__TASK PROMPT__
Count the lines in the entries below that include the word "opened". Give nothing but the number.

○ ○ ○ ○

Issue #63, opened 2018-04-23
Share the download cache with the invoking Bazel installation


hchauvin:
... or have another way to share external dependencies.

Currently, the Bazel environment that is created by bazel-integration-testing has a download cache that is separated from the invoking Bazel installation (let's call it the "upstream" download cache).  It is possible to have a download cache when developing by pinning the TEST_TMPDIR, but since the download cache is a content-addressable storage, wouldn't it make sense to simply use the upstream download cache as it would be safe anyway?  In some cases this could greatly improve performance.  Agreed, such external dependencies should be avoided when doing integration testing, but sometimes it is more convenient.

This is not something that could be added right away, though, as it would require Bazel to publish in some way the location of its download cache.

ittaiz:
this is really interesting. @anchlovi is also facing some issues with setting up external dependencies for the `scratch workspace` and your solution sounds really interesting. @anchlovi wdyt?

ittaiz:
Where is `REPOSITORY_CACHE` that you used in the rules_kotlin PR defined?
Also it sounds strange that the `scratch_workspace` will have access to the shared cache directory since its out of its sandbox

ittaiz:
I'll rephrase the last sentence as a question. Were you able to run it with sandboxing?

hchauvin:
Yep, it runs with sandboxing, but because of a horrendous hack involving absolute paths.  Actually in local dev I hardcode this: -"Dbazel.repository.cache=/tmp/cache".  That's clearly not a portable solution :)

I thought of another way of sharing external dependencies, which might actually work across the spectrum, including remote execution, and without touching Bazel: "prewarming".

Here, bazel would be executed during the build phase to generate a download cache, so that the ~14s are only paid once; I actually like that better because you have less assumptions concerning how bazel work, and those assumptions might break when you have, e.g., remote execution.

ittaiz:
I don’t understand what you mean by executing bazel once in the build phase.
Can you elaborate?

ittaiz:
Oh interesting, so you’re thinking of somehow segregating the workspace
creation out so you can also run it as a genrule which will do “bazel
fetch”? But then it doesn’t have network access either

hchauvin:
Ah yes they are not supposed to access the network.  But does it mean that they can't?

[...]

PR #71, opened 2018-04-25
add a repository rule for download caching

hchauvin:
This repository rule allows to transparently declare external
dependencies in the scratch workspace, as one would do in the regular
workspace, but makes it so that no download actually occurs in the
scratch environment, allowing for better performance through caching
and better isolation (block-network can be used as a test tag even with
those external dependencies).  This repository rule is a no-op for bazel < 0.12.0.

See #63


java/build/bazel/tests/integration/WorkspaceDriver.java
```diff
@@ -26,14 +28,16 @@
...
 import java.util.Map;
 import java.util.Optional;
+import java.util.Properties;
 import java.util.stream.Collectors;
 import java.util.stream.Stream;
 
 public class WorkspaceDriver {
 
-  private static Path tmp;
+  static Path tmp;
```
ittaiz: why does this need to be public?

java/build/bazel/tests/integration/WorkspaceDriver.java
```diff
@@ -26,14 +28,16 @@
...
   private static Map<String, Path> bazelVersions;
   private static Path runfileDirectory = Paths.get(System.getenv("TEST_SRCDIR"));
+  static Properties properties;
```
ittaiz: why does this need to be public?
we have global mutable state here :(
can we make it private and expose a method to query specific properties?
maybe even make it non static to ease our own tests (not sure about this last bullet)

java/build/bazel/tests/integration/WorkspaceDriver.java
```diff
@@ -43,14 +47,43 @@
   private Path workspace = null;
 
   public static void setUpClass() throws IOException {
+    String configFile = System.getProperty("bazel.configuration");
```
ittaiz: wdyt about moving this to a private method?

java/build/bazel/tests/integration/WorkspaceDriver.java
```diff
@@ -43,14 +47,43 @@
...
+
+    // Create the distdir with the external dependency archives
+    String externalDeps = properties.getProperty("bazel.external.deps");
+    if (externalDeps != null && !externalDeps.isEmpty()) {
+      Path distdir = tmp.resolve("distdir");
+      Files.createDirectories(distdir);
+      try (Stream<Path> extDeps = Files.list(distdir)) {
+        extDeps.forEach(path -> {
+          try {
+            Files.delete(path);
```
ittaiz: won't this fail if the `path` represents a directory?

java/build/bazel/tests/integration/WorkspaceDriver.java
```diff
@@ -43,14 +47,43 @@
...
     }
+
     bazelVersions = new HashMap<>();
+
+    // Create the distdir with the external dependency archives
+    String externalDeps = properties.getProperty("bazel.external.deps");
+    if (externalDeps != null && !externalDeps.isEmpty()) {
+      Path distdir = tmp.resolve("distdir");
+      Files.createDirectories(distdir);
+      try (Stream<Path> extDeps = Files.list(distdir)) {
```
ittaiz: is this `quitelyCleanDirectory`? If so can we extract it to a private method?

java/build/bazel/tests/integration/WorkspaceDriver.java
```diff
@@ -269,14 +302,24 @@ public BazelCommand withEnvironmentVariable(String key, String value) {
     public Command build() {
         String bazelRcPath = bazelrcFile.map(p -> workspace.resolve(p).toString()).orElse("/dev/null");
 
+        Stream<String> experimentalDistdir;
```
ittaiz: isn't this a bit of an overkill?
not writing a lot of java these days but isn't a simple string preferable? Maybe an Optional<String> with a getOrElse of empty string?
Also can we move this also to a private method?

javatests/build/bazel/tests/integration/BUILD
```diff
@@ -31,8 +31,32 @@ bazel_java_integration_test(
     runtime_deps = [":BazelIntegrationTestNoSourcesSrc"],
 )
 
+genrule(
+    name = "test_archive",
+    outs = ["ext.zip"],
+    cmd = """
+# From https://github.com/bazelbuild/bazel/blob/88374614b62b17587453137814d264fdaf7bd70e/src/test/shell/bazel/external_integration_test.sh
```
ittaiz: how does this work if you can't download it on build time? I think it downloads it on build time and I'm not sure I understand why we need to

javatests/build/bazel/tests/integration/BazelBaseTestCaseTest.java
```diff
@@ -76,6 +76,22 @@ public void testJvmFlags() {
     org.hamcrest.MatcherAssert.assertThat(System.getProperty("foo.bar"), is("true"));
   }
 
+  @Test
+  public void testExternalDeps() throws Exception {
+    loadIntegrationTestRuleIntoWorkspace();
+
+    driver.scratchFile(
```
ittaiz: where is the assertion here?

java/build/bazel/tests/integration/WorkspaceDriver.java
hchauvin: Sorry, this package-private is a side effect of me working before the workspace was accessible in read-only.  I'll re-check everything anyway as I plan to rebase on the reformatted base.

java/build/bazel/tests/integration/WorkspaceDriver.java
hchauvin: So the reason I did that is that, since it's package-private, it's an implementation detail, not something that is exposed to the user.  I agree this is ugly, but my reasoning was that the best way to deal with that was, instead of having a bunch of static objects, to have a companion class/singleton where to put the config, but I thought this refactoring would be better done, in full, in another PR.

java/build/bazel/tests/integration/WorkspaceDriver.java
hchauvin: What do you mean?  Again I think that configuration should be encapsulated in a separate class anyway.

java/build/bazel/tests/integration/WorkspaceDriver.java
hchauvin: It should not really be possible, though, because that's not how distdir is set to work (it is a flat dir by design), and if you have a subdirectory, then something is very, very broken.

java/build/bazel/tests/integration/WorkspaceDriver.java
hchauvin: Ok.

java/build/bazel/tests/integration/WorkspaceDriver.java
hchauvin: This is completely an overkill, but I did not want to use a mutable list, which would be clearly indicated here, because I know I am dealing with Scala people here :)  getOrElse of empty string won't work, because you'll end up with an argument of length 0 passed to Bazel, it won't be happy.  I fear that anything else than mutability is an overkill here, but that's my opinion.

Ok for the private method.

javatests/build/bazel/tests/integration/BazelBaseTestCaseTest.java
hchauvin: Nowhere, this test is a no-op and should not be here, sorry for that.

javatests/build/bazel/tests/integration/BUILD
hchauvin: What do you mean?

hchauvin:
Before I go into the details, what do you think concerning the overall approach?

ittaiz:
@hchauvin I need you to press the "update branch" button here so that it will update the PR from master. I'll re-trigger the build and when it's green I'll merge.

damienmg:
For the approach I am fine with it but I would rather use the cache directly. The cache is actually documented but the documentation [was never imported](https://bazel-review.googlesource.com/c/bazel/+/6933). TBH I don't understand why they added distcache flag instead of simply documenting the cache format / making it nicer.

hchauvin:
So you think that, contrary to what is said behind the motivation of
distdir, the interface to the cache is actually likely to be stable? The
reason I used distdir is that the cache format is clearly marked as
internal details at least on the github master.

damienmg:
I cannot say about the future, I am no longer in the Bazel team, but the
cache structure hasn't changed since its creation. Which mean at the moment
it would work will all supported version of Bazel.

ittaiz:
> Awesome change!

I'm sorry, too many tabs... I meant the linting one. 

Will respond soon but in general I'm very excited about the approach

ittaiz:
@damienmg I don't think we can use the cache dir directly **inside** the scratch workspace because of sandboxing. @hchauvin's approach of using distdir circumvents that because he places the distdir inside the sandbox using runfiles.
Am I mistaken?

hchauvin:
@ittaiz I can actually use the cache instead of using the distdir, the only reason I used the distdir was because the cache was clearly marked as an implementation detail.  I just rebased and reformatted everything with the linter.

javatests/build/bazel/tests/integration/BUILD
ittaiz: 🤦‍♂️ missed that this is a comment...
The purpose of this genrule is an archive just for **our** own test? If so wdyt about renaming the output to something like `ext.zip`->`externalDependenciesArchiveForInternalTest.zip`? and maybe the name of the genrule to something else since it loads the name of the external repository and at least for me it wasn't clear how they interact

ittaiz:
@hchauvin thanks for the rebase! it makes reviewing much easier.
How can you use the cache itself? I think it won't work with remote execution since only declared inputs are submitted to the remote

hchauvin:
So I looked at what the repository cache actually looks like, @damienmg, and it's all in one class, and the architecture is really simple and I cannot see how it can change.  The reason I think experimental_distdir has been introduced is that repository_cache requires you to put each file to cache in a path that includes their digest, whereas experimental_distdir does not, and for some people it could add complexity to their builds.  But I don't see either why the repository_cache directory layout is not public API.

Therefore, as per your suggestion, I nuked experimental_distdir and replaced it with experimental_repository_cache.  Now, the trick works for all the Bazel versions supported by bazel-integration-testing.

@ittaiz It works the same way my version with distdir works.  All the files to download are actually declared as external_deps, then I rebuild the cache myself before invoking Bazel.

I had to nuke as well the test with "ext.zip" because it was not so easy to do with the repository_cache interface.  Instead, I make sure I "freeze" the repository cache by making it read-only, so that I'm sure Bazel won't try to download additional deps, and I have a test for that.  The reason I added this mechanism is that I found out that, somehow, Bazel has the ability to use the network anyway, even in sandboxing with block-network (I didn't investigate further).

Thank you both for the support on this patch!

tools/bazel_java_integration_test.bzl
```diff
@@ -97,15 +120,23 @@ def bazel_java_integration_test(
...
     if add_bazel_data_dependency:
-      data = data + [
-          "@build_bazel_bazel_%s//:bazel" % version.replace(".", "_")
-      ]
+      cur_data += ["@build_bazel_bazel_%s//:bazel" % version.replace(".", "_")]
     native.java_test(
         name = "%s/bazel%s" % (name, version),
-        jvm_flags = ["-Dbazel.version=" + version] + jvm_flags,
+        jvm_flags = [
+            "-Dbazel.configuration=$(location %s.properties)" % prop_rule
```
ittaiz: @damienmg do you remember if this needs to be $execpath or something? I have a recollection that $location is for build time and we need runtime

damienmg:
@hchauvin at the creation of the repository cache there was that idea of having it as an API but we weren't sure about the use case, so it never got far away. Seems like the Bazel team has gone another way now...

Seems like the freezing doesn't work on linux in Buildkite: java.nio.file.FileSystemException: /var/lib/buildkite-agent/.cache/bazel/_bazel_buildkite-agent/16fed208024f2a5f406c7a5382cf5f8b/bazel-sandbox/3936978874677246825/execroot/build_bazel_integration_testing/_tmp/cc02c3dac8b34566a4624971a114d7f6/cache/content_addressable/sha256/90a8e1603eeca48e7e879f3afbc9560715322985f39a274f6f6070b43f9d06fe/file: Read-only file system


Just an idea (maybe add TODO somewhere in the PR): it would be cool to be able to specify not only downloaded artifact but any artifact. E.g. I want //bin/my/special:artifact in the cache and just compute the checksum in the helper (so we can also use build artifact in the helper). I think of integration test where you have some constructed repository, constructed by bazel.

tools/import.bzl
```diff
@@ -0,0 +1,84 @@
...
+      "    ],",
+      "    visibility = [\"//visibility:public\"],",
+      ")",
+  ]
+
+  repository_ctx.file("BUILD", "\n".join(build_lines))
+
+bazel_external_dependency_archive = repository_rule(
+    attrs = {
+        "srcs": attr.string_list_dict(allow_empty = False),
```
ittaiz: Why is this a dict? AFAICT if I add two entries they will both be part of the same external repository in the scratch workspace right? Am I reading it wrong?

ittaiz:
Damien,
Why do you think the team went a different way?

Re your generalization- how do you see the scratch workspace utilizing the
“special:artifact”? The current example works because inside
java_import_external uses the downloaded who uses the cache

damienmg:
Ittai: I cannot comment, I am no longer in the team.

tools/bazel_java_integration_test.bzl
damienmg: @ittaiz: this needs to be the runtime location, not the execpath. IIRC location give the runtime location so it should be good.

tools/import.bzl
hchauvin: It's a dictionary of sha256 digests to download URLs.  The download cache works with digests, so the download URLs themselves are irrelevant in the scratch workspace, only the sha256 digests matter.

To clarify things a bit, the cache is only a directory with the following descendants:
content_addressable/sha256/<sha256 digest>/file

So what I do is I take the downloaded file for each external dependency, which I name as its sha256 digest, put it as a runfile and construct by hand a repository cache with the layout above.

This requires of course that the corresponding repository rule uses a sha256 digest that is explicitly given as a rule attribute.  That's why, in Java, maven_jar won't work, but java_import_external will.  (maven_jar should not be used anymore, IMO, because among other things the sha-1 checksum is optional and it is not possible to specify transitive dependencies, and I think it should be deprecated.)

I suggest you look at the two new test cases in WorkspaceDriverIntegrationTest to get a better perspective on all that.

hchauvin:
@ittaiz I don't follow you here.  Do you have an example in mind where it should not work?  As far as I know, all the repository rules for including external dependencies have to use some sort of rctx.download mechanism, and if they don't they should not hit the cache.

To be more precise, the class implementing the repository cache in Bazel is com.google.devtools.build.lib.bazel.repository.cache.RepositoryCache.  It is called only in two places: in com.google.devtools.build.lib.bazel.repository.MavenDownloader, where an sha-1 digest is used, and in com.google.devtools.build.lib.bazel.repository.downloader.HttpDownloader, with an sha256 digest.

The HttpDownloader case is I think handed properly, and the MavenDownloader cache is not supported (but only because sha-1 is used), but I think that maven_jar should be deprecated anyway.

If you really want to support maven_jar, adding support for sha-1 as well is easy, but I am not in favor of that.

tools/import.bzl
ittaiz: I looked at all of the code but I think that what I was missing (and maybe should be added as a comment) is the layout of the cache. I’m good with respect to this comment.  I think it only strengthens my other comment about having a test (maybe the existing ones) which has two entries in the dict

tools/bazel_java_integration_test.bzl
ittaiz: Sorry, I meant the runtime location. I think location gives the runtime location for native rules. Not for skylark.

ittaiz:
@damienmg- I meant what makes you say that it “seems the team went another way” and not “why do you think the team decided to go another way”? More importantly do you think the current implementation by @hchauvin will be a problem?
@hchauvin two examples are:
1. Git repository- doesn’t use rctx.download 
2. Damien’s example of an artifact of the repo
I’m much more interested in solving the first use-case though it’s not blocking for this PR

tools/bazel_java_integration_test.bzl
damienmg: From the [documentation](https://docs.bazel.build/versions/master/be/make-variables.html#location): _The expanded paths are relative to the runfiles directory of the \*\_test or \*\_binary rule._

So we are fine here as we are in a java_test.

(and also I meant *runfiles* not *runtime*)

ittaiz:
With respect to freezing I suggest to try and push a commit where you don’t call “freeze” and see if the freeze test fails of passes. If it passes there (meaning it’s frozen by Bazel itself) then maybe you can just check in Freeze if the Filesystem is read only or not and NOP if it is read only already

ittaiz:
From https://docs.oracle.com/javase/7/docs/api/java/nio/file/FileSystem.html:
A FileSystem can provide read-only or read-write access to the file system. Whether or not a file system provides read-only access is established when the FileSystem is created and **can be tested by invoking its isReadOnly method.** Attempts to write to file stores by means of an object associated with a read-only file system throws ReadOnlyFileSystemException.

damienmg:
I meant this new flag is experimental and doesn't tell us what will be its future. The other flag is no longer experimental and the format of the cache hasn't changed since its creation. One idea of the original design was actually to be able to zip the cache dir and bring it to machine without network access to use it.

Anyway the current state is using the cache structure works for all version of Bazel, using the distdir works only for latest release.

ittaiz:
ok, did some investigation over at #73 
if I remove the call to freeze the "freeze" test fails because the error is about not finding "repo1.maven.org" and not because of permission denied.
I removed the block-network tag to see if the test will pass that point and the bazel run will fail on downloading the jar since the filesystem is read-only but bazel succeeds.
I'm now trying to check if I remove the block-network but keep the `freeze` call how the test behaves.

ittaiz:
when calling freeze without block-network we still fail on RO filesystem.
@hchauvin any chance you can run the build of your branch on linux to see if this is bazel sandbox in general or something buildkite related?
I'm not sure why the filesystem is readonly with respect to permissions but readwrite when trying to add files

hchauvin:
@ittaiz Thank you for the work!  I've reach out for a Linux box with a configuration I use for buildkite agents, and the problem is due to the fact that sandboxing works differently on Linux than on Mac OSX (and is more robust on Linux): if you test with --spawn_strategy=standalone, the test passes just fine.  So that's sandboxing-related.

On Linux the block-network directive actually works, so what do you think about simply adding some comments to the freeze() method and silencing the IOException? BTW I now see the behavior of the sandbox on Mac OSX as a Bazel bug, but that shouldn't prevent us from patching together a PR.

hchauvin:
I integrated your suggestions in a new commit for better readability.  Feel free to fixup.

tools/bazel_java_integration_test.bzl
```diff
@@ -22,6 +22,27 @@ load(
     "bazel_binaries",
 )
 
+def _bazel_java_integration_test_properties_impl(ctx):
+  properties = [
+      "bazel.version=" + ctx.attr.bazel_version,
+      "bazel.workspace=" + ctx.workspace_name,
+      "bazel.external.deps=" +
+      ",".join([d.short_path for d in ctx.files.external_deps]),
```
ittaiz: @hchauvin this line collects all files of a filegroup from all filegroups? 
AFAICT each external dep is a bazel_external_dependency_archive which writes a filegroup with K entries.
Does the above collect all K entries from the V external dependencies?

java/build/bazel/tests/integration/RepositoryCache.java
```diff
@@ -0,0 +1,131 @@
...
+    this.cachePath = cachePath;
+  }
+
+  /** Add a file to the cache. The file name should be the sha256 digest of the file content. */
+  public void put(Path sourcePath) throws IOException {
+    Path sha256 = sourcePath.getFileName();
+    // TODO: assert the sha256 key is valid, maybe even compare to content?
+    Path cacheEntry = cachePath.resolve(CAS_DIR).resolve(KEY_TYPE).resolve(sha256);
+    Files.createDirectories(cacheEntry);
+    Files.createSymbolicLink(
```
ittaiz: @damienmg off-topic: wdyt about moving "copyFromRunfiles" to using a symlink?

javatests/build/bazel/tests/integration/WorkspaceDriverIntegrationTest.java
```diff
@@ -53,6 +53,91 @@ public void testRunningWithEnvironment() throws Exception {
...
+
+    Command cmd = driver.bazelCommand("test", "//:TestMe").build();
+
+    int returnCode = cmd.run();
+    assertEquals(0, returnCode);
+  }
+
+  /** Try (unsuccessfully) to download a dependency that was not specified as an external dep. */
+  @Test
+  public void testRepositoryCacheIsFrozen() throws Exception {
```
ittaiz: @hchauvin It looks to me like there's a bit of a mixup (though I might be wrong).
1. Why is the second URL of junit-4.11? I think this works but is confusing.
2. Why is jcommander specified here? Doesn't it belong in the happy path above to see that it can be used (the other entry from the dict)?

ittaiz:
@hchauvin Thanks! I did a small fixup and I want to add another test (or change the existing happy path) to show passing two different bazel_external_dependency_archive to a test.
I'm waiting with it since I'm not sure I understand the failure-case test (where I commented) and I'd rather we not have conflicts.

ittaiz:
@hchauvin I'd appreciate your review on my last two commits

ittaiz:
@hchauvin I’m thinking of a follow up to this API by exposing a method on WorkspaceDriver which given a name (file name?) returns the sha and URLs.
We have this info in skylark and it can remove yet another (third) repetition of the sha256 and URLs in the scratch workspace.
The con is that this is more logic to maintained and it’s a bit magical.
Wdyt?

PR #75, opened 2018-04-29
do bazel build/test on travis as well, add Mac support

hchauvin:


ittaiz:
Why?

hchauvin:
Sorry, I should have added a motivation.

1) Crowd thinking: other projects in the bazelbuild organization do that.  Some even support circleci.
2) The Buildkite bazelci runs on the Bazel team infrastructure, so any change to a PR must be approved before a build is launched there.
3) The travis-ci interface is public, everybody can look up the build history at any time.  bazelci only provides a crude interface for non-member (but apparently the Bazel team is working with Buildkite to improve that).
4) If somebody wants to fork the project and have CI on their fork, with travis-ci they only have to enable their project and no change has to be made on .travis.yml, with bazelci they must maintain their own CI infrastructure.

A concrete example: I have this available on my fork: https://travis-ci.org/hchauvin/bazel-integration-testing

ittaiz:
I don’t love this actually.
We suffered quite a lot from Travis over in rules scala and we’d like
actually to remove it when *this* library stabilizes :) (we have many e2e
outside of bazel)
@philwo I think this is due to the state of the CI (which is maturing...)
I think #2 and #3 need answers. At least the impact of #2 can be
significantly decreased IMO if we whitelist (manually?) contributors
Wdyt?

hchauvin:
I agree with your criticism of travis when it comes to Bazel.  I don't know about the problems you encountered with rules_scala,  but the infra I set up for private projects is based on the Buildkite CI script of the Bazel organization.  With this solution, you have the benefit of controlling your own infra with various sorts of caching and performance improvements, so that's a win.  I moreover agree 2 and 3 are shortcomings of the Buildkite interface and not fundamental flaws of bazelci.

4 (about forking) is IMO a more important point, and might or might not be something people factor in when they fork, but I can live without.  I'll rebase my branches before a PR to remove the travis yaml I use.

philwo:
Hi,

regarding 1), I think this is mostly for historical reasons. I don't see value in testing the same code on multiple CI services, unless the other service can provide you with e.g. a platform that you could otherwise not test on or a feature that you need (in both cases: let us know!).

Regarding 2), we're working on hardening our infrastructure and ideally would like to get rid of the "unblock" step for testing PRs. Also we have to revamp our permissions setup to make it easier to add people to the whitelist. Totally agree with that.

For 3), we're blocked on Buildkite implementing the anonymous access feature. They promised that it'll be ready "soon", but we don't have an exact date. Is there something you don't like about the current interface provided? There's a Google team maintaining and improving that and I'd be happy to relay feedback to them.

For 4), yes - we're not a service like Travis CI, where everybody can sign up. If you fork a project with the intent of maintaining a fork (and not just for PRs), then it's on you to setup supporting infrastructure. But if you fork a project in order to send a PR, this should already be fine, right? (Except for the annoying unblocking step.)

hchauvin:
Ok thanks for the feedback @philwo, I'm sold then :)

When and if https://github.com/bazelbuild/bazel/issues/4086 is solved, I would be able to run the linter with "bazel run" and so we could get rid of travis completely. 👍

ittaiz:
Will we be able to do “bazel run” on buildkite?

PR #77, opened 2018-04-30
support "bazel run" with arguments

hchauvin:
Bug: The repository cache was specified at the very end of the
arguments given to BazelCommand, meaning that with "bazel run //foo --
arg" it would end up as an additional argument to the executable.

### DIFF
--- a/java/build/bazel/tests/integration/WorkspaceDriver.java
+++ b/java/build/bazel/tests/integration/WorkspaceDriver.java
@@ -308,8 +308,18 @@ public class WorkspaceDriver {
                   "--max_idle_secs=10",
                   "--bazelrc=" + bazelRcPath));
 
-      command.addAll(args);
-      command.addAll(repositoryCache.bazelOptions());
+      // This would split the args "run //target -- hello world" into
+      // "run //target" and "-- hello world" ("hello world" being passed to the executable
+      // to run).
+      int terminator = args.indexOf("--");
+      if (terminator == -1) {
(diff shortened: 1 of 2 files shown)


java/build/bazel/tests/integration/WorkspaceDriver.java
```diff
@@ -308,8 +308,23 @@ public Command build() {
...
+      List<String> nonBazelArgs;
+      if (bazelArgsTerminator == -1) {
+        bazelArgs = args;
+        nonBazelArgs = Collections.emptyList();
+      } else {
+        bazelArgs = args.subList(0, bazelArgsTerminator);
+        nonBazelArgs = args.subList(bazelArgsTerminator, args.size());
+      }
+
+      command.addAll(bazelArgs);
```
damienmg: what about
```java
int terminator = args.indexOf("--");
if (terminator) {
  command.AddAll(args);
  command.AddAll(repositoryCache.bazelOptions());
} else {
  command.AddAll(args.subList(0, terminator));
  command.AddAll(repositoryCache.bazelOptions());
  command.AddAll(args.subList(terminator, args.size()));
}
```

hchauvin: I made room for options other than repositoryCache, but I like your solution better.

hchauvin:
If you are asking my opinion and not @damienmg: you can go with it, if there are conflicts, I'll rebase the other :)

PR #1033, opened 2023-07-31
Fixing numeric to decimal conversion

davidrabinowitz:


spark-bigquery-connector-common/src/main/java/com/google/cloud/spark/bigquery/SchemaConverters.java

○ ○ ○ ○

__RESPONSE BOX__
5